• **PROBLEM**:
Please restate, exactly as written, the lines running from the beginning of the material through the line that has "1. programs on" in it.

• **DATASET RECORDS**:
● ● ● ●
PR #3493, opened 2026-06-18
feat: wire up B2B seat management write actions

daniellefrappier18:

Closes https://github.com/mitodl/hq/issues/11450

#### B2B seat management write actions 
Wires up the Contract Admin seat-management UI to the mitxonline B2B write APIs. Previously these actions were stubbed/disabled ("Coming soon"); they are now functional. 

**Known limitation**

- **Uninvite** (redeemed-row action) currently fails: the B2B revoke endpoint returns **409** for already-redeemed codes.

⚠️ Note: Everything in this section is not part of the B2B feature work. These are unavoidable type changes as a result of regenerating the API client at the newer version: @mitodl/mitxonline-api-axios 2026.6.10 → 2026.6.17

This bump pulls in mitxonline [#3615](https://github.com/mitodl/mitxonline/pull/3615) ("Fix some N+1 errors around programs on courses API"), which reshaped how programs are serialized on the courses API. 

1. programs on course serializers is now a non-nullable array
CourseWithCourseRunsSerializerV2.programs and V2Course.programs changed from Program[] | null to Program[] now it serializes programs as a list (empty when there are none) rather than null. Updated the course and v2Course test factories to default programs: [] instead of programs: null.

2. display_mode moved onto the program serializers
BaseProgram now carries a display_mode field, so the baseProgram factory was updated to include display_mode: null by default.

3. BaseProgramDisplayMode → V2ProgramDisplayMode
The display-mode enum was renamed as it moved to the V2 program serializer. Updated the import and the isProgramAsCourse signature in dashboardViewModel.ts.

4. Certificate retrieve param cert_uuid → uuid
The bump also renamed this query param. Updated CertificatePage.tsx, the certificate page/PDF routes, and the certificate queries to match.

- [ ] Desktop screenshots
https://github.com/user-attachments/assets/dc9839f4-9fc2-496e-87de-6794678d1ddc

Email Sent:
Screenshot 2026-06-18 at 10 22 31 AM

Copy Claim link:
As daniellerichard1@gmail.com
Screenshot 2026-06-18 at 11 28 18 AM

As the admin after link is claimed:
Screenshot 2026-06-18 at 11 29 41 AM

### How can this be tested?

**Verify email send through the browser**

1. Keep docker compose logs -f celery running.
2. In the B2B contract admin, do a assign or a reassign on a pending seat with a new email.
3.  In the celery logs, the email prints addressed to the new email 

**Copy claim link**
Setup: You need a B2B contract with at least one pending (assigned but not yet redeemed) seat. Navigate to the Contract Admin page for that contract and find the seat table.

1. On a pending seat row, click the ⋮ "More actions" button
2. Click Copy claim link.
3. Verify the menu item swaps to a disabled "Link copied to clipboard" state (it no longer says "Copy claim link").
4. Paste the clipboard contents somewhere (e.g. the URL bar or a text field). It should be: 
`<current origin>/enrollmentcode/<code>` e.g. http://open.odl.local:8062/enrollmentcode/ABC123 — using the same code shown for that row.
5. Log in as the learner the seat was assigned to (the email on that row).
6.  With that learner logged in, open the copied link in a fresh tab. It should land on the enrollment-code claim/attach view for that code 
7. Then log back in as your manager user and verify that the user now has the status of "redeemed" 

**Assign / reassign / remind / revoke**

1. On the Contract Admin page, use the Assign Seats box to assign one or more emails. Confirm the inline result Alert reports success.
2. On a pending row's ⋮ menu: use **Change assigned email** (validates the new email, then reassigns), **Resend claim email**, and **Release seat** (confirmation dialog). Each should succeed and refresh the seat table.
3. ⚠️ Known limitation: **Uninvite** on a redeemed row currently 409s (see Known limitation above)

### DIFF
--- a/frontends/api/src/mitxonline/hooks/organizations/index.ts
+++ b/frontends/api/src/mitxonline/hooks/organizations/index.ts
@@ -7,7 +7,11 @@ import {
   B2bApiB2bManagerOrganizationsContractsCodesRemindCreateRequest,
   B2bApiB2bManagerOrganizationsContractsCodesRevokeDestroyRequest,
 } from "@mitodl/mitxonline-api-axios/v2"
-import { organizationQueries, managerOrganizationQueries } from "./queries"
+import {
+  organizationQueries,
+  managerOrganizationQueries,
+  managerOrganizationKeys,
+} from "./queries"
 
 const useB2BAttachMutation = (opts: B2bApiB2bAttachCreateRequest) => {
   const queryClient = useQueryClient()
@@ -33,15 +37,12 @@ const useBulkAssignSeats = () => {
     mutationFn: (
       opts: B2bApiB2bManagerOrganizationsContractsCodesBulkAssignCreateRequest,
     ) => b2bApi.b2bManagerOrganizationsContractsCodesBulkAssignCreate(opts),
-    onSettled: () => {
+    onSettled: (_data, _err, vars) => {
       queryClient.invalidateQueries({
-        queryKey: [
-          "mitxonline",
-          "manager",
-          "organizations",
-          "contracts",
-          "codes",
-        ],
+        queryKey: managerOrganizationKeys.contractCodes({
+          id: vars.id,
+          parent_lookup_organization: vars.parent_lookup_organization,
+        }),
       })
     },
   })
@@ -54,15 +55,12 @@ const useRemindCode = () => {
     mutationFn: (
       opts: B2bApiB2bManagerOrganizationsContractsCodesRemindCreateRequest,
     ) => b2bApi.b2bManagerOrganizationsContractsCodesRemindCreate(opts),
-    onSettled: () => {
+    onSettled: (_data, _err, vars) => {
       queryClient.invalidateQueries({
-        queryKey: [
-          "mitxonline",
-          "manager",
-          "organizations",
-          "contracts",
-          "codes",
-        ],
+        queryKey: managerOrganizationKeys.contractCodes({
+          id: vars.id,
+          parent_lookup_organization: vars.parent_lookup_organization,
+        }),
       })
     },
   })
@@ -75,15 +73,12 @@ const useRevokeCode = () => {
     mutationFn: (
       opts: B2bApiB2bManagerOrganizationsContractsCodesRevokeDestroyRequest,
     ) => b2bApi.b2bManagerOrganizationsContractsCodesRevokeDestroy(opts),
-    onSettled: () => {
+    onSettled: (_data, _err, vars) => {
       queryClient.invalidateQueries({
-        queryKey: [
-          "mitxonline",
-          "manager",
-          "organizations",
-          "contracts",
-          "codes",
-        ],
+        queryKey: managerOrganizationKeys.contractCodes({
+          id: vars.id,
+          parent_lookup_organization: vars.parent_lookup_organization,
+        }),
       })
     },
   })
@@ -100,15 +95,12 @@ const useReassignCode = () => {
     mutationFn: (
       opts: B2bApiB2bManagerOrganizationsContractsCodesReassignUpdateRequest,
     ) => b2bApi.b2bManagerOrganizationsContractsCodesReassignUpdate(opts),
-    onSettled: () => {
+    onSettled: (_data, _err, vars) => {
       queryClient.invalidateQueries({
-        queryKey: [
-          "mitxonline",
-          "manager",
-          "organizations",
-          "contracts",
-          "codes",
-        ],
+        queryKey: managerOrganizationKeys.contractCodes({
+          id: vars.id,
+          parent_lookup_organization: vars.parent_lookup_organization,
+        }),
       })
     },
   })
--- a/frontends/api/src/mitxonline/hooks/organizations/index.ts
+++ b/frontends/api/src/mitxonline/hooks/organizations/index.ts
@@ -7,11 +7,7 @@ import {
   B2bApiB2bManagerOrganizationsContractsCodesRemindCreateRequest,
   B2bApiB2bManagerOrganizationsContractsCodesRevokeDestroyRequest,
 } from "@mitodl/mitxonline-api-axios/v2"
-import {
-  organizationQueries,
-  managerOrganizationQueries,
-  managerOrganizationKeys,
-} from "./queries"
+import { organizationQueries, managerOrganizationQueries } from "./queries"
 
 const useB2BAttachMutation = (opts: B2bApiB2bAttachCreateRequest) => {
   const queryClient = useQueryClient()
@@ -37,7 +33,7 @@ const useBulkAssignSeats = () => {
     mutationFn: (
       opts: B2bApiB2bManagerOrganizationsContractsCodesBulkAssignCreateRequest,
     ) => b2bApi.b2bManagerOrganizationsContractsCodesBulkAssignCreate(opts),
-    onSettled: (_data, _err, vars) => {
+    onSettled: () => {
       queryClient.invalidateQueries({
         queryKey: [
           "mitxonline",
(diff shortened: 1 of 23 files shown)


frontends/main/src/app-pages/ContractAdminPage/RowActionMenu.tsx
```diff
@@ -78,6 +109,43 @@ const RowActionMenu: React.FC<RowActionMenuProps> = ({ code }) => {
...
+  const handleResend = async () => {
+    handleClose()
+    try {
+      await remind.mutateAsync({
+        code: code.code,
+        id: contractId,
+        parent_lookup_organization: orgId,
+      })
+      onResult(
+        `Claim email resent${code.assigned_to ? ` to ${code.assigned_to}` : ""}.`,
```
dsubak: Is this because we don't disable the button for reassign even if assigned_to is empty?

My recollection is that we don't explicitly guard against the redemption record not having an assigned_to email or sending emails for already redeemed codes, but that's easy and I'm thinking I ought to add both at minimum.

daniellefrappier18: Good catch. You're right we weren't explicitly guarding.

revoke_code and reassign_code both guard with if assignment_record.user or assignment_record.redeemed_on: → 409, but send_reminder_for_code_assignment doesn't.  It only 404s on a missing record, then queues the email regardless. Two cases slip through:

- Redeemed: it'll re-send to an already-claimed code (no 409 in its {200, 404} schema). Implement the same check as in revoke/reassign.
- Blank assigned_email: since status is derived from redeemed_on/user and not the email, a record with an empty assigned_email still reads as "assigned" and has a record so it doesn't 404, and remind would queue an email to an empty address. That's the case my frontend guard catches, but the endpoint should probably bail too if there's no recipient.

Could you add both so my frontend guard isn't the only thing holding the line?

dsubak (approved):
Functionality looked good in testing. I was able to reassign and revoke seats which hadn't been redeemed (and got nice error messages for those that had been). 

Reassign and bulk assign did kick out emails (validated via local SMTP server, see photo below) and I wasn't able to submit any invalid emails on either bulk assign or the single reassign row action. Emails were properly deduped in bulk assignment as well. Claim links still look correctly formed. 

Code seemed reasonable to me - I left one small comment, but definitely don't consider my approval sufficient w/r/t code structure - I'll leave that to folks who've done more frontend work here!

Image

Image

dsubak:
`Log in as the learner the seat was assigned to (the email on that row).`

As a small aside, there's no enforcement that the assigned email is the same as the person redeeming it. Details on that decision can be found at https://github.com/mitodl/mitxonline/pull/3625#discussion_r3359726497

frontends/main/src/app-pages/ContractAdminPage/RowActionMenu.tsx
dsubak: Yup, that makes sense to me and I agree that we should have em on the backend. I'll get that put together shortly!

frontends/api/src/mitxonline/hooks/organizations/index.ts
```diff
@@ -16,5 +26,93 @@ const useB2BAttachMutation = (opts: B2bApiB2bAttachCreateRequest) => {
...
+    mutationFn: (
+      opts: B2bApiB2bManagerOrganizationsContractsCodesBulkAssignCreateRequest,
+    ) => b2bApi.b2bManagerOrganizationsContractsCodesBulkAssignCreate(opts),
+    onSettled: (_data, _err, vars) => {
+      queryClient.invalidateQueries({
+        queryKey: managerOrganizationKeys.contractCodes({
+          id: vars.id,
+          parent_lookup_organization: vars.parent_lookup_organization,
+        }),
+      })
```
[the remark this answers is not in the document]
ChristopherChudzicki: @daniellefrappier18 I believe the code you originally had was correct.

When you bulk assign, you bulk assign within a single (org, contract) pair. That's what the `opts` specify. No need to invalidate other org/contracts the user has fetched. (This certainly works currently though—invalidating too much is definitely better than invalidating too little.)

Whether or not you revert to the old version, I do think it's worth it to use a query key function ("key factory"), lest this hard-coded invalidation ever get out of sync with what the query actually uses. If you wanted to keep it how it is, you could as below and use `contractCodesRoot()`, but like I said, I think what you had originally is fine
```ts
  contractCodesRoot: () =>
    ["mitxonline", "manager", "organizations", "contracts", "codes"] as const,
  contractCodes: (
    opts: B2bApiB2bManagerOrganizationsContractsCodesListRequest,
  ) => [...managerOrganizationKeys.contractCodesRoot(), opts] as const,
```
● ● ● ●
• **SOLUTION**:
PR #3493, opened 2026-06-18
feat: wire up B2B seat management write actions

daniellefrappier18:

Closes https://github.com/mitodl/hq/issues/11450

#### B2B seat management write actions 
Wires up the Contract Admin seat-management UI to the mitxonline B2B write APIs. Previously these actions were stubbed/disabled ("Coming soon"); they are now functional. 

**Known limitation**

- **Uninvite** (redeemed-row action) currently fails: the B2B revoke endpoint returns **409** for already-redeemed codes.

⚠️ Note: Everything in this section is not part of the B2B feature work. These are unavoidable type changes as a result of regenerating the API client at the newer version: @mitodl/mitxonline-api-axios 2026.6.10 → 2026.6.17

This bump pulls in mitxonline [#3615](https://github.com/mitodl/mitxonline/pull/3615) ("Fix some N+1 errors around programs on courses API"), which reshaped how programs are serialized on the courses API. 

1. programs on course serializers is now a non-nullable array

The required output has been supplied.